En ce qui concerne les parcs nationaux, cette déconcentration rend nécessaire un certain nombre d’ajustements dans la rédaction des décrets de création de parcs qui fixent la composition des conseils d’administration (articles 10 à 20 du décret). Est aussi prévue la nomination par le préfet des membres des conseils d’administration des établissements publics de parcs nationaux (art. 7). C’est également le cas s’agissant des membres du conseil d’administration de l’établissement public pour le Marais poitevin (art. 6) et pour les comités directeurs des réserves nationales de chasse et de faune sauvage (art. 8). Par ailleurs, il est prévu de supprimer le comité interministériel des parcs nationaux prévu à l’article R. 331-60 du code de l’environnement, et de remplacer sa consultation par une consultation interministérielle obligatoire (art. 21). Autant d’évolutions qui n’ont pas recueilli l’assentiment du Conseil national de protection de la nature (CNPN). Dans un avis défavorable, l’instance fait valoir que "pour des outils de protection juridique de niveau national comme les parcs nationaux, les différentes procédures qui les régissent doivent rester de niveau national, y compris la nomination des membres de leurs conseils d’administration". Même opposition de principe pour la fédération France Nature Environnement (FNE)  à "déconcentrer au préfet des décisions relevant actuellement du ministre chargé de l’environnement, au vu des nombreux exemples de l’attitude des préfets peu soucieux des enjeux eau et biodiversité, faisant trop souvent prévaloir les intérêts économiques sur ceux environnementaux". Vis-à-vis de l’établissement public du Marais poitevin, le préfet coordonnateur de bassin sera à la fois président du conseil d’administration et autorité de nomination de ce CA, relève FNE, s’inquiétant des "conflits d’intérêt susceptibles d’intervenir". 

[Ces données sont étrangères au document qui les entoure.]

PR #454, opened 2019-08-19
Add gets for single keys from Workers KV

### LINKED ISSUE #349: Add KV Command: Get Value for Key in Namespace
As a Workers KV user, I should be able to download the value set on a key in my KV namespace from Wrangler.

gabbifish:
This PR closes #349.

This GET behavior is used as such:

Success case
```
$ wrangler kv read-key 06779da6940b431db6e566b4846d64db gabbi
fisher
```
NOTE the lack of emoji in this output, in case someone wants to pipe the get output from wrangler into the stdin of another process.

Failure case
```
$ wrangler kv read-key 06779da6940b431db6e566b4846d63db gabbi
 Error 10013: namespace not found
 Run `wrangler kv list` to see your existing namespaces with IDs
```
^ There is the standard emoji logic here, it just doesn't show up in Ubuntu for now...

In a future PR, we'll use cloudflare-rs for this; its usage is unfortunately blocked due to https://github.com/cloudflare/cloudflare-rs/pull/27 (cloudflare-rs doesn't support non-json API responses, and the GET operation for Workers KV keys returns raw text on success).

### DIFF
--- a/src/commands/kv/get_key.rs
+++ b/src/commands/kv/get_key.rs
@@ -1,0 +1,38 @@
+// todo(gabbi): This file should use cloudflare-rs instead of our http::auth_client 
+// when https://github.com/cloudflare/cloudflare-rs/issues/26 is handled (this is 
+// because the GET key operation doesn't return json on success--just the raw
+// value).
+
+use cloudflare::framework::response::ApiFailure;
+
+use crate::settings::global_user::GlobalUser;
+use crate::settings::project::Project;
+use crate::http;
+
+pub fn get_key(project: &Project, user: &GlobalUser, id: &str, key: &str) -> Result<(), failure::Error> {
+    let api_endpoint = format!(
+        "https://api.cloudflare.com/client/v4/accounts/{}/storage/kv/namespaces/{}/values/{}",
+        project.account_id, id, key
+    );
+
+    let client = http::auth_client(user); 
+
+    let mut res = client
+    .get(&api_endpoint)
+    .send()?;
+
+    if res.status().is_success() {
+        let body_text = res.text()?;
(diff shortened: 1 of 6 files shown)


ashleymichal:
> NOTE the lack of emoji in this output, in case someone wants to pipe the get output from wrangler into the stdin of another process.

This is a solid point. We should look at whether more of these commands should be pure data output.

ashleymichal:
similar to `s/set/write` i think this should be `s/get/read`

src/commands/kv/get_key.rs
```diff
@@ -0,0 +1,41 @@
+// todo(gabbi): This file should use cloudflare-rs instead of our http::auth_client
+// when https://github.com/cloudflare/cloudflare-rs/issues/26 is handled (this is
+// because the GET key operation doesn't return json on success--just the raw
+// value).
+
+use cloudflare::framework::response::ApiFailure;
```
ashleymichal: oo nice!

src/commands/kv/get_key.rs
```diff
@@ -0,0 +1,41 @@
...
+
+pub fn get_key(
+    project: &Project,
+    user: &GlobalUser,
+    id: &str,
+    key: &str,
+) -> Result<(), failure::Error> {
+    let api_endpoint = format!(
+        "https://api.cloudflare.com/client/v4/accounts/{}/storage/kv/namespaces/{}/values/{}",
+        project.account_id, id, key
```
ashleymichal: consider url-encoding the key since it's part of the request url here

gabbifish: Handled! :)

PR #851, opened 2026-08-06
known issues ui

formaceft-93:
- added a Known issues tree quick filter and tree marker icon
- added global and test-result **Known Issues** tabs
- added known issue links/details and test-result grouping
- excluded known issue failures from the success-rate chart

#### Checklist

- [x] [Sign Allure CLA][cla]
- [x] Provide unit tests


epszaw (changes requested):
Found some high-level issues:

1. The summary page widgets show the run is broken, but there's a known issue only, so we can't treat the report as broken. The chart on the page is a success rate chart:Image

Let's also render the known issue count in the widgets.

2. I recommend using the same approach for links rendering as in the report's UI:

**Example with test result links (issue, tms)**:

Image

**Current known issue links (issue, tms)**:
Image

3. The tooltip should be just `Known issue`:

Image

4. Let's use the same test result row component in the known issues sub-tree with more data, such as duration, etc.:

**Main tree**:

Image

**Known issue sub-tree**:

Image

Transports publics ferroviaires et guidés

Autre apport du décret, en cas de défaillance d'une fédération départementale de pêche, le préfet pourra décider d'office d'assurer à titre provisoire la gestion de son budget ou son administration (art. 9). Il aura également la main sur la délivrance et le retrait de l’agrément des associations de pêcheurs professionnels en eau douce, l’approbation de leurs statut, voire en cas de défaillance pourra assurer leur "tutelle". Enfin, un dernier volet inclut dans la démarche les transports publics ferroviaires et guidés (art. 22 à 26). Le directeur du service technique des remontées mécaniques et des transports guidés sera ainsi compétent en matière d’agrément des maîtres d’oeuvres. Une autre série de décisions est transférée à l’établissement public de sécurité ferroviaire (dérogations aux spécifications techniques de sécurité et d’interopérabilité).  

 
Référence : décret n° 2020-752 du 19 juin 2020 relatif à la déconcentration des décisions administratives individuelles dans les domaines de l'écologie, du développement durable, des transports, de l'énergie et du logement, JO du 20 juin 2020, texte n° 3.